Question

Your dorm wishes to purchase a small used cannon with the intent of firing a blank after each touchdown at home games. The spec sheet for a cannon of interest is missing some pages; however, the information you have claims that when the cannon is fired, the position of the cannonball as a function of time (while it is in the barrel of the cannon) is given by:
x(t) = (1.70 ✕ 10^5 m/s^2)t^2 − (1.20 ✕ 10^7 m/s^3)t^3.

The spec sheet further claims that the cannon design is such that the acceleration of the cannonball is zero at the exit end of the barrel. In order to learn more about the cannon, you are asked to determine the following.

a. time it takes for a cannonball to travel the length of the barrel
How can you determine an expression for the acceleration of the cannonball from an expression for the position of the cannonball? What is the acceleration of the cannonball as it exits the barrel of the cannon? s
b. speed of a cannonball as it exits the barrel
How can you determine an expression for the velocity of the cannonball from an expression for the position of the cannonball? How are the speed and velocity of the cannonball related? At what time do you wish to determine the speed of the cannonball? m/s
c. length of the barrel

Answer 1

a) $t=4.7\cdot 10^{-3} s$

b) $v=802.7 m/s$

c) L = 2.51 m

Explanation:

a)

The position of the cannonball at time t is given by

$x(t)=(1.70\cdot 10^5)t^2 -(1.20\cdot 10^7)t^3$

This is the position of the cannonball inside the barrel, measured with respect to the starting point.

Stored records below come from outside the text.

PR #1198, opened 2021-04-13
feat: Introduce FinalizedApprovalWeight flag

jkrvivian:
# Description of change
* add a boolean `FinalizedApprovalWeight` to the message metadata and add the field to API, dashboard
* update `FinalizedApprovalWeight` on the MarkerConfirmed event by walking in the marker’s past cone 

## Type of change
- Enhancement 

## Change checklist

### DIFF
--- a/packages/tangle/approvalweightmanager.go
+++ b/packages/tangle/approvalweightmanager.go
@@ -275,7 +275,7 @@ func branchIDCaller(handler interface{}, params ...interface{}) {
 }
 
 func markerCaller(handler interface{}, params ...interface{}) {
-	handler.(func(*markers.Marker, MessageID))(params[0].(*markers.Marker), params[1].(MessageID))
+	handler.(func(*markers.Marker))(params[0].(*markers.Marker))
 }
 
 // endregion ///////////////////////////////////////////////////////////////////////////////////////////////////////////
--- a/packages/tangle/approvalweightmanager.go
+++ b/packages/tangle/approvalweightmanager.go
@@ -138,10 +138,16 @@ func (a *ApprovalWeightManager) onMarkerConfirmed(marker *markers.Marker) {
 		metadata.SetFinalizedApprovalWeight(true)
 	})
 
-	// start walking from strong parents
-	// TODO: what about weak parents?
 	entryMessageIDs := MessageIDs{}
 	a.tangle.Storage.Message(messageID).Consume(func(message *Message) {
+		// mark weak parents as finalized but not propagate finalized flag to its past cone
+		message.ForEachWeakParent(func(parentID MessageID) {
+			a.tangle.Storage.MessageMetadata(parentID).Consume(func(metadata *MessageMetadata) {
+				metadata.SetFinalizedApprovalWeight(true)
+			})
+		})
+
+		// propagate finalized flag to strong parents' past cone
 		message.ForEachStrongParent(func(parentID MessageID) {
 			entryMessageIDs = append(entryMessageIDs, parentID)
 		})
@@ -161,7 +167,14 @@ func (a *ApprovalWeightManager) propagateFinalizedApprovalWeight(message *Messag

The velocity of the cannonball can be found by calculating the derivative of the position; we find:

$v(t)=x'(t)=2(1.70\cdot 10^5)t-3(1.20\cdot 10^7)t^2=\\=3.40\cdot 10^5 t-3.60\cdot 10^7 t^2$

Similarly, the acceleration of the cannonball is given by the derivative of the velocity, so we find:

$a(t)=v'(t)=3.40\cdot 10^5 -2(3.60\cdot 10^7)t=3.40\cdot 10^5 -7.20\cdot 10^7t$

Here we are told that the acceleration of the ball at the end of the barrel (so, when x = L, where L is the length of the barrel) is zero, so:

$a(t')=0$

Where t' is the time at which the ball reaches the end of the barrel. Solving the last equation for t',

$0=3.40\cdot 10^5 - 7.20\cdot 10^7t'\\t'=\frac{3.40\cdot 10^5}{7.20\cdot 10^7}=4.7\cdot 10^{-3} s$

b)

In part a, we have calculated that the time it takes for the cannonball to reach the end of the barrel is

$t'=4.7\cdot 10^{-3} s$

We also know that the expression for the velocity of the ball is

$v(t)=3.40\cdot 10^5 t-3.60\cdot 10^7 t^2$

Therefore, if we substituting t = t', we can find the velocity of the cannonball when it exits the barrel:

$v(t')=3.40\cdot 10^5\cdot 4.7\cdot 10^{-3} -3.60\cdot 10^7 \cdot (4.7\cdot 10^{-3})^2=802.7 m/s$

And this is equal to the speed of the cannon: in fact, when it is in the barrel, the motion of the cannonball is along one direction only, this means that the speed is equal to the magnitude of the velocity.

c)

Here we want to find the length of the barrel.

From part a) and b), we know that the expression for the position of the cannonball at time t is

$x(t)=(1.70\cdot 10^5)t^2 -(1.20\cdot 10^7)t^3$

Moreover, we also know that the ball exits the barrel at time of

$t'=4.7\cdot 10^{-3} s$

This means that at t = t', the ball is at x = L, where L is the length of the barrel.

Therefore, we can find the length of the barrel by substituting the value of t' in the expression for x(t). Doing so, we find:

$L=x(t')=(1.70\cdot 10^5)(4.7\cdot 10^{-3})^2-(1.20\cdot 10^7)(4.7\cdot 10^{-3})^3=2.51 m$

So, the length of the barrel is 2.51 m.